Era un autor que se nutría del mito, pero no a la manera de Thomas Mann, sino a la imaginería de la infancia, fábrica de mitos. Los otros, los de los griegos antiguos o egipcios milenarios no le interesaban.

Es considerado entre los escritores excéntricos, pero su rareza se sustenta en un estilo bellísimo. Parece regodearse en lo nimio, en temas cotidianos, en anécdotas que no poseen malicia, ni tensión, ni circularidad; es decir, va contra el canon del cuento tradicional. Sus textos pueden ser cuentos, relatos, simples prosas y hasta prosas poéticas. No importa, o incluso extractos de una novela total.

Schulz no es un autor de fragmentos como Kafka, ni un hacedor de parábolas como Roth, a quien apreciaba mucho por cierto. Ambos eran lectores del otro.

La única novela extensa El Mesías se perdió durante la Segunda Guerra Mundial y cayó en manos de los soviéticos. Se ha perdido. Es ya otro mito, tanto que hay una novela sobre ella. Nunca se encontró el cuerpo de Schulz, hablamos de una crónica de la diáspora, un pogromo personal que aniquiló a no pocos hombres celebres; él, entre ellos.

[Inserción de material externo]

PR #970, opened 2023-03-22
update prefetch

siebrenf:
Nope, you really can't pipe `prefetch` output. But we can update the tool! Prefetch received bugfixes and can now accept and unlimited max-size. And we can clean up the yaml a bit (pigz isn't used anymore?)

Su padre Jacob es su mejor personaje. En él se sintetiza ese judío mago, ese asiduo a la cábala, esa presencia benéfica que elabora una mitología perenne. Su infancia es el estatus idílico. Bruno escala hacia atrás y permanece en ese intocado sitio que es la inocencia original. El padre será el Virgilio de ese periplo, que como Benjamin Bratt, emprende todo el tiempo. De hecho uno de sus mejores relatos, El Jubilado es un regreso a la infancia, a la escuela, y el personaje al final se va volando en el aire. Es un prodigio de imaginación y un planteamiento epistemológico sobre el tiempo y el eterno retorno nietzscheano. Bruno emerge de un ámbito mítico: la tienda de telas de su padre, microcosmos que es el reducto de la sensualidad. Las tiendas de color canela otro de sus grandes textos, apela a eso. Una sinestésica mirada al mundo de los objetos, a la magia, a la poesía de las cosas simples. Como sabemos la infancia es el lugar mítico por naturaleza incluso a pesar de sí mismo. Schulz la reintegra en su poética. Escribe: “A veces, el Libro se dormía y el viento soplaba encima de él calladamente e igual que una rosa de cien pétalos, abría su corola pétalo a pétalo, párpado a párpado, todos ocultos, aterciopelados y somnolientos guardando en su seno una pupila azul, el ojo de un pavo real, un nido alborotado de colibríes”.

El libro que reúne su obra toda se llama Madurar hacia la infancia y es mucho más que una apología de lo silvestre y la ausencia de malicia, se trata de una busca incesante de la relación con los objetos y la naturaleza desde la curiosidad sin fronteras y hasta de un erotismo misterioso, sus dibujos escritos y sus palabras pintadas, lo saben.